The Rockets haven't been great on offense and have had a fairly unforgiving schedule through the first two weeks of the season.

They're off to a fast start anyway.

Despite some early-season hurdles and adjustments to a new offense, the Rockets are off to their best start since the 1996-97 season heading into Tuesday's game against the Memphis Grizzlies.

The Rockets are 6-1 and have already scored wins over the San Antonio Spurs, Utah Jazz and Los Angeles Lakers. The victories over the Jazz and Lakers came on the road.

Considering that the Rockets don't believe they've come close to playing their best basketball, the start has been especially impressive.

"It's good to get off to a fast start," Rockets guard Luther Head said. "It gives us confidence right away to know we can win games when we're not even at the level of playing where we think we can be. It's definitely a positive."

The Rockets have pulled it off despite needing more time to adjust to Rick Adelman's wide-open offense.

Through the first two weeks, Houston is averaging 95.1 points per game on 43.2 percent shooting. The Rockets are 19th among the league's 30 teams in scoring and have, at times, given up turnovers in bunches.

For the most part, Tracy McGrady and Yao Ming have adjusted well to the new system. McGrady is third in the league in scoring with 27.3 points per game, while Yao was named the Western Conference's Player of the Week Monday after productive four games.

But Adelman is seeking more consistent production from the rest of his lineup.

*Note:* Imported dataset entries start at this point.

PR #19731, opened 2024-12-18
Fix ruby `has_...?` method

### LINKED ISSUE #18807: [Ruby] optional field's presence checker method `has_...?` is broken on JRuby and has cosmetic issue on MRI
Version: 4.28.2
Language: Ruby

All operating systems.

Ruby 3.3.5 / JRuby 9.4.8.0

**What did you do?**

Protobuf definition: https://github.com/sass/sass/blob/eba0a58b46788b893983c2886c1be3b9c2d260e1/spec/embedded_sass.proto#L807-L834

Test code:
``` ruby
require_relative 'embedded_sass_pb'

value = Sass::EmbeddedProtocol::Value::Color.new(
  space: 'rgb',
  channel1: 0, # this is an optional field
  channel2: 0, # this is an optional field
  channel3: 0, # this is an optional field
  alpha: nil # this is an optional field
)

# Note, the JRuby bug only occurs on a deserialized object. `.new` created objects have no issue. 
value = Sass::EmbeddedProtocol::Value::Color.decode(value.to_proto)

puts "  value.has_channel1? = #{value.has_channel1?}" # <- should return true
puts "  value.has_alpha?    = #{value.has_alpha?}" # <- should return false
puts "==="
puts value.to_s # <- note that the behavior changes on JRuby before and after this call
puts "==="
puts "  value.has_channel1? = #{value.has_channel1?}"  # <- should return true
puts "  value.has_alpha?    = #{value.has_alpha?}" # <- should return false
```

```
  value.has_channel1? = true
  value.has_alpha?    = false
===
<Sass::EmbeddedProtocol::Value::Color: space: "rgb", channel1: 0.0, channel2: 0.0, channel3: 0.0>
===
  value.has_channel1? = true
  value.has_alpha?    = false
```

**What did you see instead?**

### MRI

`.has_...?` returns `0` instead of `true`. Note: `0` in ruby is considered as truthy, so this is just a cosmetic issue in MRI. 

```
  value.has_channel1? = 0
  value.has_alpha?    = false
===
<Sass::EmbeddedProtocol::Value::Color: space: "rgb", channel1: 0.0, channel2: 0.0, channel3: 0.0>
===
  value.has_channel1? = 0
  value.has_alpha?    = false
```

### JRuby

`.has_...?` always return `false`, until `.to_s` is called on the object. Somehow calling `.to_s` changes behavior of `.has_...?`, that after the call `.has_...?` returns the expected value.

```
  value.has_channel1? = false
  value.has_alpha?    = false
===
<Sass::EmbeddedProtocol::Value::Color: space: "rgb", channel1: 0.0, channel2: 0.0, channel3: 0.0>
===
  value.has_channel1? = true
  value.has_alpha?    = false
```

https://github.com/sass-contrib/sass-embedded-host-ruby/pull/246

ntkme:
- Fixes #18807

### DIFF
--- a/ruby/tests/basic_proto2.rb
+++ b/ruby/tests/basic_proto2.rb
@@ -43,6 +43,15 @@ module BasicTestProto2
 
       m = TestMessage.new(:optional_int32 => nil)
       refute m.has_optional_int32?
+      refute TestMessage.descriptor.lookup('optional_int32').has?(m)
+
+      m = TestMessage.new(:optional_int32 => 0)
+      assert m.has_optional_int32?
+      assert TestMessage.descriptor.lookup('optional_int32').has?(m)
+
+      m = TestMessage.decode(TestMessage.encode(m))
+      assert m.has_optional_int32?
+      assert TestMessage.descriptor.lookup('optional_int32').has?(m)
 
       assert_raises NoMethodError do
         m.has_repeated_msg?
--- a/ruby/ext/google/protobuf_c/message.c
+++ b/ruby/ext/google/protobuf_c/message.c
@@ -362,7 +362,8 @@ static VALUE Message_field_accessor(VALUE _self, const upb_FieldDef* f,
       if (!upb_FieldDef_HasPresence(f)) {
         rb_raise(rb_eRuntimeError, "Field does not have presence.");
       }
-      return upb_Message_HasFieldByDef(Message_Get(_self, NULL), f);
+      return upb_Message_HasFieldByDef(Message_Get(_self, NULL), f) ? Qtrue
+                                                                    : Qfalse;
     case METHOD_WRAPPER_GETTER: {
       Message* self = ruby_to_Message(_self);
       if (upb_Message_HasFieldByDef(self->msg, f)) {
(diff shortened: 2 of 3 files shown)


JasonLunn:
Thanks for the PR! Can you add a regression test that fails without this fix?

ruby/tests/basic_proto2.rb
```diff
@@ -43,6 +43,15 @@ def test_has_field
...
       refute m.has_optional_int32?
+      refute TestMessage.descriptor.lookup('optional_int32').has?(m)
+
+      m = TestMessage.new(:optional_int32 => 0)
+      assert m.has_optional_int32?
+      assert TestMessage.descriptor.lookup('optional_int32').has?(m)
+
+      m = TestMessage.decode(TestMessage.encode(m))
+      assert m.has_optional_int32?
+      assert TestMessage.descriptor.lookup('optional_int32').has?(m)
```
ntkme, line 54: @JasonLunn Regression test added, specifically, the highlighted lines here are failing on without the patch.

colinbendell:
Thanks for putting the PR together! I had it on my "holiday TODO" list!

JasonLunn (approved):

That's something the Rockets expect to get in time.

"We play hard every single night, and as a team, we understand each other," Rockets forward Shane Battier said. "But I still think we have long ways to go. We haven't really shot the ball well all season. And once that comes around, and it will, we will be a much better offensive team."

The Rockets have been able to lean on their defense as that offensive chemistry develops.

Through seven games, the Dallas Mavericks are the only team to surpass the 100-point plateau against the Rockets. Houston is holding opponents to 89.4 points per game, good enough for the third lowest mark in the league. Houston wrapped up a win over Charlotte Sunday after McGrady came up with a key defensive stop against Gerald Wallace in the closing seconds.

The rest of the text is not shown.